Indeed, something strongly resembling remorse beset him toward the close of this day. At the station when they detrained, no Shirley was on hand to greet them; nor was there sign of Shirley's affianced. Up the slope from the tracks at the hotel a clerk wrenched himself from an importuning cluster of newly arrived tourists for long enough to tell them the numbers of their rooms and to say Miss Gatling had left word she would be awaiting them there.

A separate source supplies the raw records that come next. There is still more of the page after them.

PR #190, opened 2016-07-11

traud:

### DIFF
--- a/srtp/srtp.c
+++ b/srtp/srtp.c
@@ -408,7 +408,7 @@ srtp_stream_clone(const srtp_stream_ctx_t *stream_template,
   srtp_err_status_t status;
   srtp_stream_ctx_t *str;
 
-  debug_print(mod_srtp, "cloning stream (SSRC: 0x%08x)", ssrc);
+  debug_print(mod_srtp, "cloning stream (SSRC: 0x%08x)", ntohl(ssrc));
 
   /* allocate srtp stream and set str_ptr */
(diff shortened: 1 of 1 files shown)


paulej:
Looks good.

pabuhler:
Probably not on the throttle.

paulej:
Is there a reason for the PR on the throttle branch?  Can we just close this one?

traud:
> not on the throttle

Without any rationale, it is difficult to respond. By the way, are you asking me or someone else? Now, I have to make up your reason(s) how you came to that conclusion. This Pull Request is about a bug report, not a new feature. The ‘throttles’ are still maintained and especially 1_5_x_throttle is for those distributions which still rely on libSRTP 1.4.x. Therefore, I propose this change even for the other two release branches 2_0_x and 1_5_x. I know this change here is just cosmetic, anyway a bug is a bug.

Or are you stating that (came to that conclusion because) the throttle branches (release branches) only see *security* bug fixes – normal bug fixes go to the master branch only?

paulej:
This particular PR is only for 2.0, right? So putting it into master would be right. The next 2.0 release will come from master.  For bugs in 1.x, yes those would go into that throttle.

traud:
> The next 2.0 release will come from master.

Ahh. OK, then this one here can be closed. Just to reiterate what I understood: Next time, when I find a bug, I create a Pull Request against `master` *and* `1_5_x_throttle` but not `2_0_x_throttle`.

paulej:
Security issues would definitely go to both. If they're cosmetic, maybe only master.  If we out everything into 1.x then we never move forward.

So they went up under escort of two college students serving as bell-hops. Collegians as a class make indifferent bell-hops. These two deposited the hand-baggage in the living-room of the suite, accepted the customary rewards and departed. As they vanished, a bedroom door opened and out came Shirley--a crumpled, wobegone Shirley with a streaky swollen face and on her cheek the wrinkle marks where she had ground it into a wadded pillow.
"It's all right, mater," she said with a flickering trace of her usual jauntiness. "The alliance between the house of Gatling and the house of Tripler is off. So you can liven up. I'll be your substitute for such crying as is done in this family during the next day or two. I've--I've been practicing all afternoon."
She eluded the lady's outstretched arms and clung temporarily at her father's breast.
"Dad," she confessed brokenly, "I think I must have been a little bit loony these last two weeks. But, dad, I've taken the cure. It's not nice medicine and it makes you feel miserable at first but I guess it's good for what ails me.... Dad, have you seen--him?"
"Not yet." Compassion for her was mixed in with his own secret exultation, as though he tasted a sweet cake that was iced with a most bitter icing.
"Well, when you do, you'll understand. Even if he doesn't!"
"Have you told him?"
"Of course I have. Did you think I'd try to wish that little job off on you? I didn't tell him the real reason--I couldn't wound him that much. I told him I'd changed. But he--he's really the one that's changed. That's what makes it harder for me now. That's what makes it hurt so."
"Here, Romola," he said, kissing the girl and relinquishing her into her mother's grasp. "You swap tears awhile--you'll enjoy that anyhow, Romola. I've got business down-stairs--got to make some sleeper reservations for getting out of here in the morning. And as soon as we hit Pittsburgh I figure you two had better be booking up for a little swing around Europe."